Crawl Budget
The limited number of URLs a search engine bot will crawl on your site within a given timeframe, determined by crawl rate and crawl demand.
Crawl budget is the finite number of URLs that search engines (primarily Google) will crawl on your website within a given timeframe. It is determined by two main factors: crawl rate limit (how much crawling Googlebot can do without overloading your server) and crawl demand (how much Google wants to crawl your pages, based on popularity, freshness signals, and staleness).
For most small to medium websites (under a few thousand URLs), crawl budget is rarely an issue — Googlebot can comfortably crawl every page. The problem emerges on large sites: e-commerce with 100,000+ product pages, news sites with millions of articles, or faceted-navigated catalogs. When crawl budget is exhausted before all important pages are crawled, new pages take longer to get indexed, updates to existing pages are picked up slowly, and orphan pages may never be discovered.

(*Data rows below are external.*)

PR #1753, opened 2023-07-07
stop start issue fix for EnableEncryptionFormatAll

pankajosh:
fix for [Incident 384350526](https://icmcdn.akamaized.net/imp/v3/incidents/details/384350526/home) : Investigate latency Issues with Compute Instance LROs.
resource disk re-encryption fix for stop start use case.

### DIFF
--- a/VMEncryption/main/handle.py
+++ b/VMEncryption/main/handle.py
@@ -751,7 +751,11 @@ def enable():
         encryption_config = EncryptionConfig(encryption_environment=encryption_environment, logger=logger)
         if encryption_config.config_file_exists():
             existing_volume_type = encryption_config.get_volume_type()
-
+        #log to capture lsblk before encryption view.
+        disk_util.log_lsblk_output()
+        if public_settings.get(CommonVariables.EncryptionEncryptionOperationKey) == CommonVariables.EnableEncryptionFormatAll:
+            #in case of stop start unmount /mnt to avoid resource disk encryption issues.
+            disk_util.umount('/mnt')
         is_migrate_operation = False
         if CommonVariables.MigrateKey in public_settings:
             if public_settings.get(CommonVariables.MigrateKey) == CommonVariables.MigrateValue:


VMEncryption/main/handle.py
```diff
@@ -751,7 +751,11 @@ def enable():
         encryption_config = EncryptionConfig(encryption_environment=encryption_environment, logger=logger)
         if encryption_config.config_file_exists():
             existing_volume_type = encryption_config.get_volume_type()
-
+        #log to capture lsblk before encryption view.
+        disk_util.log_lsblk_output()
+        if public_settings.get(CommonVariables.EncryptionEncryptionOperationKey) == CommonVariables.EnableEncryptionFormatAll:
```
canfikret, line 756: Is the incident reported for EncryptFormalAll scenarios only?

canfikret (changes requested):

VMEncryption/main/handle.py
pankajosh: yes, in standard VM resource disk encryption is supported only for  EncryptFormalAll scenario. issue has been seen on stop start.

bamuir: Is the resource disk still getting encrypted if it is unmounted?

pankajosh: yes, resource disk got encrypted if EFA is there, irrespective of disk mount. 
I had explained the issue in the below page. 
https://microsoft.sharepoint.com/teams/AzureSecurityCompliance/Security/_layouts/15/Doc.aspx?sourcedoc={c820c6d1-ba1e-45d8-bd74-5e103f5ac176}&action=edit&wd=target%28LiveSite.one%7Ccd0e0f5b-0d53-4726-81f4-85b86d4cfa01%2FAnalysis%20384350526%20Investigate%20latency%20Issues%20with%20Compute%20Instance%20LROs%7Cd38eeb58-1889-41cb-8e92-21bbb8cef4ff%2F%29&wdorigin=703

VMEncryption/main/handle.py
```diff
@@ -751,7 +751,11 @@ def enable():
...
+            #in case of stop start unmount /mnt to avoid resource disk encryption issues.
+            disk_util.umount('/mnt')
```
canfikret, line 758: where will the resource disk get mounted again?

Have you considered creating a separate mount point for BEK which is not under /mnt? For example, /azure_bek_disk ?

canfikret (changes requested):

VMEncryption/main/handle.py
canfikret: Perhaps, we should consider mounting BEK volume on /bekvolume

bamuir: @canfikret yeah, we have been wanting to move it. For new VM's, it is an easy change, but for existing VM's, snapshots/backups/etc we would need to think about a solution that wont break those.

PR #1760, opened 2023-07-17
FlagToConfiguresudo

arisettisanjana:
Need:
Since some customers encounter issues when running commands with sudo privileges, and the existing logic runs a few commands with sudo privileges.
Changes:
We have introduced a new flag that customers can set in the /etc/azure/vmbackup.conf file to avoid running the commands with sudo privileges.
By default, the behavior remains unchanged, and the commands are executed with sudo access if the flag is off.

Changes have been made in SizeCalculation.py
to read the setting from the config file. This allows for more flexibility and control over the command execution.


iamashwani-who:
I think this setting should apply to all places where sudo is used, and not be limited to exclude disk size calculations only.

VMBackup/main/Utils/SizeCalculation.py
```diff
@@ -68,11 +69,15 @@ def __init__(self,patching, hutil, logger,para_parser):
             self.logger.log("As the LunList is empty including all disks")
     
     def get_lsscsi_list(self):
-        command = "sudo lsscsi"
+        if (self.sudo_off == 1):
```
iamashwani-who, line 72: nit: it could be written as following too.
command = "lsscsi"
if(self.sudo_off == 0)
     command = "sudo " + command

VMBackup/main/Utils/SizeCalculation.py
```diff
@@ -177,6 +186,10 @@ def device_list_for_billing(self):
             Since root devices are at mount points '/' and '/boot/efi' we use file_system_info to find the root_devices based on the mount points.
         '''
 
+        # check if user off the sudo usage in commands
+        self.sudo_off = self.hutil.get_intvalue_from_configfile("sudo_off", self.sudo_off)
```
iamashwani-who, line 190: does this use default value (0?) if conf does not have the setting?

VMBackup/main/Utils/SizeCalculation.py
```diff
@@ -128,7 +137,7 @@ def disk_list_for_billing(self):
             self.logger.log("Disks to be included {0}".format(self.disksToBeIncluded))
         else:
             self.size_calc_failed = True
-            self.logger.log("There is some glitch in executing the command 'sudo lsscsi' and therefore size calculation is marked as failed.")
+            self.logger.log("There is some glitch in executing the command 'lsscsi' and therefore size calculation is marked as failed.")
```
iamashwani-who, line 140: command name is pv, not lsscsi, right?

VMBackup/main/Utils/SizeCalculation.py
```diff
@@ -68,11 +69,15 @@ def __init__(self,patching, hutil, logger,para_parser):
...
+        if (self.sudo_off == 1):
+            command = "lsscsi"
+        else:
+            command = "sudo lsscsi"
         try:
+            self.logger.log("executing command  {0}".format(command))
             self.lsscsi_list = (os.popen(command).read()).splitlines()
         except Exception as e:
-            error_msg = "Failed to execute the command lsscsi because of error %s , stack trace: %s" % (str(e), traceback.format_exc())
+            error_msg = "Failed to execute the command %s because of error %s , stack trace: %s" % (command, str(e), traceback.format_exc())
```
rakrashba, line 80: nit: maybe quotes around the `%s` placeholders: `\"%s\"`

VMBackup/main/Utils/SizeCalculation.py
```diff
@@ -57,6 +57,7 @@ def __init__(self,patching, hutil, logger,para_parser):
         self.isAnyDiskExcluded = False
         self.LunListEmpty = False
         self.logicalVolume_to_bill = []
+        self.sudo_off = 0 # run the commands using sudo
```
rakrashba, line 60: Suggestion:

Since we are including this config - we can do a better default initialization and check before even allowing toggle of this config. Checking if sudo is installed can be done with:
```bash
command -v sudo
```
The above will output an empty string if `sudo` is not found in PATH - which almost always means that it isn't installed.
One problem that could arise though is if the command `command` itself is not available - I have never faced this in practice however. LISA should be able to help us verify this if we decide to go ahead with this.

VMBackup/main/Utils/SizeCalculation.py
arisettisanjana: Yes

VMBackup/main/Utils/SizeCalculation.py
arisettisanjana: since our extension runs with sudo access, checking for the existence of sudo within the extension itself may not be necessary. 
However, in LISA it might be a good idea to include the check for sudo existence.

iamashwani-who (approved):

rakrashba (approved):

PR #1765, opened 2023-07-20
remove python-future from oms extension

NarineM:
This PR covers removal of 3rd party urllib dependency PythonCharmers that triggered s360 security bugs. We ll' be using python2 standard libs such as urllib and urlparse APIs moving forward.
Unit tested by mocking extension calls with distros running python v3.8.10, python 2.7.5.

### DIFF
--- a/.gitmodules
+++ b/.gitmodules
@@ -7,9 +7,6 @@
 [submodule "VMEncryption/transitions"]
 	path = VMEncryption/transitions
 	url = https://github.com/tyarkoni/transitions.git
-[submodule "OmsAgent/ext/python-future"]
-	path = OmsAgent/ext/python-future
-	url = https://github.com/PythonCharmers/python-future
 [submodule "AzureMonitorAgent/ext/python-future"]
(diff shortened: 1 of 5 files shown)


simathih:
is the usage impact only in the extension code for OMS? how will we test impact across various python versions? could this affect our install/enable telemetry?

simathih (changes requested):
how will we test impact across various python versions?

NarineM:
@simathih it was tested with 2 major versions of python (See the PR descriptions). We will need to run E2E tests across distro matrix in Canary as this change impacts extension code which is hard to test via mock testing. Yes, it can potentially impact SLA not only telemetry, as it is used for example to reitrieve resource info from metadata API: https://github.com/Azure/azure-linux-extensions/blob/master/OmsAgent/omsagent.py#L570
It is large chunk of change and needs to be tested E2E.

simathih (approved):

jscalev (approved):

PR #1766, opened 2023-07-20
Updates to Linux Dual pass repo for SBOM compliance

Jyotsna-Anand:
- Deleted OpenCensusAgent folder and go.sum, go.mod files to meet SBOM compliance
- These files are not used by Azure Disk Encryption and are not part of the "ade-singlepass-dev" branch
- The files in dual pass dev branch are being removed as OpenCensusAgent triggers CG alerts for a lot of untrusted packages being used.


canfikret (approved):
I don't think any team uses it. Teams should use OpenTelemetry instead, which is the next evolution of it.

PR #1768, opened 2023-07-27
VMAccess support for restoring SSH config

mayankdaruka-msft:
Currently, when a user runs the reset_ssh action with VMAccess, it copies a stock resource file from the internal resources directory and replaces sshd_config with that file. The issue, for some of our customers, with this is that their VMs are left in a state that differs from their original configuration.

These changes fix the above issue and make related improvements by:
- Altering the backup logic to create a new backup only if ChallengeResponseAuthentication or PasswordAuthentication have been modified, or if no backup exists
- Create a new backup in /var/cache/vmaccess, instead of the internal resources directory
- Having a new parameter, restore_backup_ssh, in addition to reset_ssh
- If restore_backup_ssh == True, restore the backup in /var/cache/vmaccess to sshd_config, allowing our customers to preserve their original configuration that complies with their security requirements, rather than using the VMAccess default config files

Work Item: https://msazure.visualstudio.com/One/_sprints/taskboard/CPlat%20Runtime%20Extensions/One/Gallium/CY23Q3/2Wk/2Wk09%20(Jul%2016%20-%20Jul%2029)?workitem=13384139

### DIFF
--- a/VMAccess/vmaccess.py
+++ b/VMAccess/vmaccess.py
@@ -388,7 +388,7 @@ def _backup_and_update_sshd_config(hutil, attr_name, attr_value):
 
     hutil.log(f"Setting {attr_name} to {attr_value} in sshd_config.")
     
-    _backup_sshd_config()
+    _backup_sshd_config(hutil)
     _set_sshd_config(config, attr_name, attr_value)
     ext_utils.replace_file_with_contents_atomic(SshdConfigPath, "\n".join(config))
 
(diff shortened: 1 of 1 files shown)


VMAccess/vmaccess.py
```diff
@@ -182,23 +182,12 @@ def enable():
...
     name = "ChallengeResponseAuthentication"
-    config = ext_utils.get_file_contents(SshdConfigPath).split("\n")
-    for i in range(0, len(config)):
-        if config[i].startswith(name) and "no" in config[i].lower():
-            ext_utils.add_extension_event(name=hutil.get_name(), op="sshd", is_success=True,
-                                          message="ChallengeResponseAuthentication no")
-            return
-
-    ext_utils.add_extension_event(name=hutil.get_name(), op="sshd", is_success=True,
-                                  message="ChallengeResponseAuthentication yes")
```
jscalev, line 193: Why are the events no longer being raised?

jscalev (dismissed):

jscalev (approved):

PR #235, opened 2018-08-20
Merge new core into MonoBehaviour support branch

MPeti01:

-------

#### Description
Merging new core into MonoBehaviours.
#### Tests
Tests green, Playground works fine.
#### Documentation
Not applicable
#### Primary reviewers
@zeroZshadow @jamiebrynes7


zeroZshadow:
Does this actually compile and run? I'm seeing it is missing the asmdef fixes we've had to do after the merge.

ReSharper2017.DotSettings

Common causes of crawl budget waste: low-quality or thin pages (filtered/parameter URLs, session IDs, internal search results), redirect chains and loops, soft 404 pages, duplicate content with no canonical, blocked-by-robots.txt but internally linked pages, and slow server response times (TTFB over 500ms). The fix is technical: use robots.txt and meta robots to block non-value URLs, set canonicals on near-duplicates, fix redirect chains, improve server response times, and maintain a clean XML sitemap that reflects only the URLs you want indexed.
To monitor your crawl stats, use Google Search Console's Settings → Crawl Stats report. It shows requests per day, download size, and response time. If your daily requests are flat but your page count is growing, you've hit a crawl budget wall.